The framework that is the pitch portion of the BRFS gimbal.

This is the top plate of the enclosure that the gimbal is mounted to.  The two pine blocks are where the door hinges mount.

This is the shell for the gimbal mounting box.  I used pocket screws to avoid putting screws into the end-grain of the 3/4" plywood I used.

This is one of the two magnet retainers/flux ring assemblies.  The ones shown in these photos was made too large - I made them from a 1" slice of 1" EMT instead of a 3/4" slice.  I had to rebuild both of them. 

I wanted to point out the importance of reading the text carefully.  This is the correct mounting point for the pitch axis stop block.  The round pocket forward of the hing is the wrong place. :)

The pitch axis stop block.  The metal bracket below it is one of the roll axis spring retainers.

An end view of the magnet retainer/flux ring assembly with one of the mounting ears being epoxied in place.  The "new" set of these uses JB Weld for this instead of Five Minute Epoxy.

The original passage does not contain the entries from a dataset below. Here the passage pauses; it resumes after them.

PR #2254, opened 2025-12-09
fix(test): use port retry instead of serial execution for blocked_peers tests

sanity:
## Problem

The blocked_peers tests were failing intermittently due to port collision race conditions. When multiple tests run in parallel, the pattern of "bind to port 0, get port, drop listener, node binds to that port" creates a window where another process could grab the port.

## Previous Approach

The original fix added `#[serial]` attributes to force tests to run sequentially. This worked but slowed down CI unnecessarily.

## This Solution

Per @iduartgomez's feedback, this PR replaces serial execution with a retry mechanism:

- Wrap test setup in a retry loop (max 5 attempts)
- Detect port collision errors (EADDRINUSE: os error 98 on Linux, 48 on macOS)
- On collision, log a warning and retry with new randomly-allocated ports
- Non-port-related errors fail immediately without retry
- Small delay (100ms) between retries to let ports be released

This allows tests to run in parallel while handling the inherent race condition gracefully.

## Testing

- Local compilation verified
- CI will validate the approach

## Fixes

Addresses test flakiness for:
- `test_ping_blocked_peers`
- `test_ping_blocked_peers_simple`
- `test_ping_blocked_peers_solution`

[AI-assisted - Claude]

PR #2252, opened 2025-12-09
fix: increase WebSocket client message size limit to 100MB

sanity:
## Problem

Test `test_ping_blocked_peers` was failing with:
```
Space limit exceeded: Message too long: 21697171 > 16777216
```

The server-side WebSocket (in `crates/core/src/client_events/websocket.rs`) is configured for 100MB messages, but all WebSocket clients were using `tokio_tungstenite::connect_async()` which defaults to tungstenite's 16MB limit.

When contract state grew beyond 16MB, clients couldn't receive the response.

## Solution

- Add `ws_config()` helper that configures 100MB message limit and 16MB frame limit
- Update all WebSocket connections to use `connect_async_with_config()` with this config
- Apply to both the ping client library and all test files

## Changes

- `apps/freenet-ping/app/src/ping_client.rs` - Updated `connect_to_host()`
- `apps/freenet-ping/app/tests/common/mod.rs` - Added shared `ws_config()` helper
- Updated all test files that create WebSocket connections

## Test Plan

- [x] `cargo check -p freenet-ping-app --tests` passes
- [ ] CI should now pass for `test_ping_blocked_peers*` tests
- [ ] Dependabot PRs should pass after rebasing

[AI-assisted - Claude]

PR #4460, opened 2026-06-16
feat: reject debug-compiled WASM contracts at PUT time

### LINKED ISSUE #2257: feat: reject debug WASM contracts at publish time
## Problem

Debug-compiled WASM contracts are ~65x larger than release builds (e.g., 12MB vs 186KB for the ping contract). When clients attempt to PUT these contracts, they can exceed WebSocket message size limits, causing confusing "Message too long" errors.

This was discovered when test contracts were accidentally being compiled in debug mode, producing 12MB WASM files that serialized to ~21MB over WebSocket.

## Proposed Solution

Add validation in the contract PUT handler to detect debug WASM and return a clear error message.

### Detection Method

Debug WASM files contain `.debug_*` custom sections:
- `.debug_abbrev`
- `.debug_info`
- `.debug_ranges`
- `.debug_str`
- `.debug_line`
- `.debug_loc`

Release builds have none of these sections.

### Implementation

1. Use `wasmparser` (already available via wasmer) to scan custom sections
2. Check if any custom section name starts with `.debug_`
3. If found, return an error like:
   ```
   Contract appears to be compiled in debug mode (contains .debug_* sections).
   Debug WASM is typically 10-100x larger than release builds.
   Please compile with --release for production use.
   ```

### Alternative: Warning vs Error

Could make this a warning instead of an error, logged server-side, to avoid breaking existing workflows. However, an error at publish time is cleaner since debug contracts shouldn't be deployed to production.

### Where to Add

The validation should be in `crates/core/src/client_events/mod.rs` or `crates/core/src/contract/handler.rs` where PUT requests are processed.

## Context

- PR #2254 fixed tests to use release builds
- PR #2252 (merged) increased WebSocket limit to 100MB as a workaround
- This issue would prevent the problem at the source

[AI-assisted - Claude]

sanity:
## Problem

Debug-compiled WASM contracts are ~65x larger than release builds (e.g.
~12MB vs ~186KB for the ping contract). When a client PUTs one of these,
the serialized message can exceed WebSocket size limits and surface as a
confusing "Message too long" transport error rather than something
actionable. PR #2252 raised the WS limit to 100MB as a workaround and
PR #2254 fixed tests to use release builds, but nothing prevented the
problem at the source.

## Approach

Reject debug-compiled contracts at PUT time, before the contract is
routed, with an actionable error.

- Add `contains_debug_sections(wasm: &[u8]) -> bool` (and the underlying
  `debug_sections` helper) in `client_events.rs`. It scans the WASM
  custom sections with `wasmparser` and flags any section whose name
  starts with `.debug_` (the DWARF sections the Rust debug profile
  leaves behind: `.debug_info`, `.debug_str`, `.debug_line`, etc.).
- In the `ContractRequest::Put` arm of `process_open_request`, run the
  check right after the transaction is registered with the result router
  and before `start_client_put`. On a hit, surface the rejection through
  the existing `report_op_init_error` path so the client receives a
  typed `ErrorKind::OperationError` whose cause tells the user to
  recompile with `--release`.
- The error is carried by a new `ContractError::DebugWasmRejected`
  variant, which flows through `report_op_init_error`'s existing
  `OpError::ContractError(_)` arm with no other match changes.

Design choices:
- A module that fails to parse is treated as "no debug sections" — this
  scan must not reject a contract merely because the lightweight parser
  disagrees with the full validator; malformed-WASM rejection remains
  the executor's job.
- `wasmparser` is added as a direct dependency (not gated on the
  `wasmtime-backend` feature) so the check runs regardless of which WASM
  execution backend is compiled in. It pins to `0.248`, the version
  wasmtime 45 already resolves transitively, so cargo reuses one copy.

## Testing

New unit tests in `client_events::test`:
- `debug_wasm_is_detected` — a module carrying `.debug_info` is flagged.
- `all_dwarf_sections_are_detected` — every DWARF section the issue
  enumerates (`.debug_abbrev/info/ranges/str/line/loc`) is caught.
- `release_wasm_passes` — a release build (no custom sections) is
  accepted.
- `non_debug_custom_sections_pass` — non-debug custom sections (`name`,
  `producers`, `target_features`, `.llvmcmd`) are not misclassified.
- `malformed_wasm_is_not_flagged_as_debug` — empty/garbage/truncated
  input is treated as "no debug sections", not rejected.
- `debug_wasm_rejection_yields_actionable_client_error` — the rejection
  maps to a client error whose cause mentions "debug mode" and
  "--release".

All 6 pass; the full `client_events` suite (96 tests) is green.
`cargo fmt` and `cargo clippy -- -D warnings` are clean.

Closes #2257

[AI-assisted - Claude]

### DIFF
--- a/Cargo.lock
+++ b/Cargo.lock
@@ -2072,6 +2072,7 @@ dependencies = [
  "turmoil",
  "ulid",
  "url",
+ "wasmparser 0.248.0",
  "wasmtime",
  "which",
  "winapi",
--- a/Cargo.toml
+++ b/Cargo.toml
@@ -109,6 +109,11 @@ wasmtime = { version = "45", default-features = false, features = [
     "gc", "gc-drc", "gc-null", "parallel-compilation", "pooling-allocator",
     "profiling", "runtime", "std", "threads", "wat",
 ] }
+# Lightweight WASM section parser used to reject debug-compiled contracts at
+# PUT time (see crates/core/src/client_events.rs::contains_debug_sections).
+# Pinned to the same minor wasmtime 45 already resolves transitively so cargo
+# reuses one copy rather than locking a second wasmparser build.
+wasmparser = "0.248"
 
 # Testing/simulation
 arbitrary = { version = "1", features = ["derive"] }
--- a/crates/core/Cargo.toml
+++ b/crates/core/Cargo.toml
@@ -83,6 +83,9 @@ tower-http = { workspace = true }
 ulid = { workspace = true }
 zeroize = { workspace = true }
 wasmtime = { workspace = true, optional = true }
+# Always enabled (not gated on wasmtime-backend): debug-section rejection at
+# PUT time must run regardless of which WASM execution backend is compiled in.
+wasmparser = { workspace = true }
 xz2 = { workspace = true }
 reqwest = { workspace = true }
 x25519-dalek = { workspace = true }
--- a/crates/core/src/client_events.rs
+++ b/crates/core/src/client_events.rs
@@ -2571,6 +2571,28 @@ pub(crate) mod test {
             assert!(!contains_debug_sections(&truncated));
         }
 
+        /// A `.debug_*` section followed by a parse error must NOT leave the
+        /// scan reporting the already-collected debug section (Codex P3): a
+        /// module we can't fully parse is not trustworthy evidence of a
+        /// debug build, and rejecting it with "recompile with --release"
+        /// would mask the real malformed-WASM error. The whole scan must
+        /// void to empty on any parse error.
+        #[test]
+        fn debug_section_before_parse_error_is_not_flagged() {
+            // A complete, valid `.debug_info` custom section...
+            let mut wasm = wasm_with_custom_section(".debug_info", &[0xde, 0xad]);
+            // ...then a second custom section header that lies about its
+            // length, so the parser errors AFTER the debug section is seen.
+            wasm.push(0x00); // custom section id
+            wasm.push(0x40); // claims 64 bytes follow, but none do
+            assert!(
+                !contains_debug_sections(&wasm),
+                "a parse error after a debug section must void the scan, \
+                 not report the partial result"
+            );
+            assert!(debug_sections(&wasm).is_empty());
+        }
+
         /// The rejection maps through `report_op_init_error`'s
         /// `OpError::ContractError(_)` arm to a client-visible
         /// `ErrorKind::OperationError` whose cause carries the actionable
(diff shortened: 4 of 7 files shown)


sanity:
## Review summary — all findings addressed

Independent review: **Codex** (`codex review --base origin/main`, external non-Claude model) — two rounds — plus an adversarial Claude `skeptical-reviewer` pass. The review is per-content: I re-ran Codex after each material change (the local-mode fix, then the relay-path fix + rebase).

### Round 1 — Codex (clean) + skeptical-reviewer (Medium: local-mode bypass)

The original change only guarded the network client path (`process_open_request`). The skeptical reviewer found that **local-node mode** (`run_local_node`, the local server loop, `preload`, `handle_request`) routes `ContractRequest::Put` straight to `executor.contract_requests(...)` and never hit it — and local development is the most likely place to hand a node a debug build.

Fixed (not scoped out, per finish-the-fix):
- Moved `contains_debug_sections` / `debug_sections` to `crates/core/src/contract.rs` as `pub(crate)` so all paths share one implementation.
- Added the guard at the top of the `ContractRequest::Put` arm in `contract_requests` (`contract/executor/runtime.rs`), before `perform_contract_put`, with the same actionable "recompile with --release" message.
- Pin test `contract_requests_put_rejects_debug_wasm_before_perform_put`.

### Round 2 — Codex (P2: relay/network storage path bypass)

Codex's re-review then flagged that **relayed / network-originated** PUTs still bypass both guards: forwarded PUTs go `relay_put_store_locally` → `operations::put::put_contract` → contract handler, never touching `process_open_request` or `contract_requests`. A malicious or mixed-version peer could still get this node to store and re-forward a debug build.

Fixed:
- Added the same guard at the top of `operations::put::put_contract` (the shared storage chokepoint for the relay path), returning `OpError::ContractError(DebugWasmRejected)` before `notify_contract_handler`.
- Pin test `put_contract_rejects_debug_wasm_before_storing`.

### Net result — rejection enforced on every PUT entry point

| Path | Guard site | Rejects before |
|------|-----------|----------------|
| Network client (publish) | `process_open_request` | routing onto the wire |
| Local-node client | `contract_requests` | local storage/validation |
| Relay / forwarded PUT | `put_contract` | storing + re-forwarding |

### Nits (acknowledged, not changed)

- **Double scan on the rejection path** (`contains_debug_sections` then `debug_sections` for names) — rejection path only, zero hot-path cost; left for readability.
- **Client-error test mirrors the match arm** rather than calling `report_op_init_error` — matches the established pattern of the adjacent `op_error_*` pin tests (which replicate the arm to avoid a full `OpManager` fixture).

Tests: 6 detection unit tests + 3 source-scrape pin tests, all green. `cargo fmt` and CI-equivalent `cargo clippy --locked -- -D warnings` clean.

[AI-assisted - Claude]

Just another view to illustrate some salient point I've since forgotten.

This is the brass tube used to hold the A1302 hall effect device in place.  I'm using a K&S Tubing cutter - you'll get a better cut unless you're some kind of wizard with a Dremel tool or a hack saw.

The original instructions said to use JB Weld (or similar) to epoxy the washer in place.  Being the impatient geek I am, used solder instead.  Turned out fantastic.

The two hall effect sensors wired up.  Pencil helps show how small these are.  (for the curious Pencil Geeks out there, it's a #2 Dixon Ticonderoga.  The One True Pencil.)

Attaching the lid of the gimbal box.  The two pockets you see in the lower of the side is where the hall effect sensor for the pitch axis will be mounted.

Top is all nice and attached.  I used 1-1/4" #6 flat head screws, square drive for this.

I've chamfered the outside edge of the top with a 45 degree bit and used a 1/2" round-over bit to smooth out the interior of the hole where the stick exits the box.

Here's the gimbal assembled.  The only components missing are the springs.  Instead of having the entire stick attached to the roll block, I've used a stub in order to be able to more easily disassemble everything for repair and/or maintenance.

Mike Powell has done a really good job with this design.  I'm very happy with how it's turned out so far.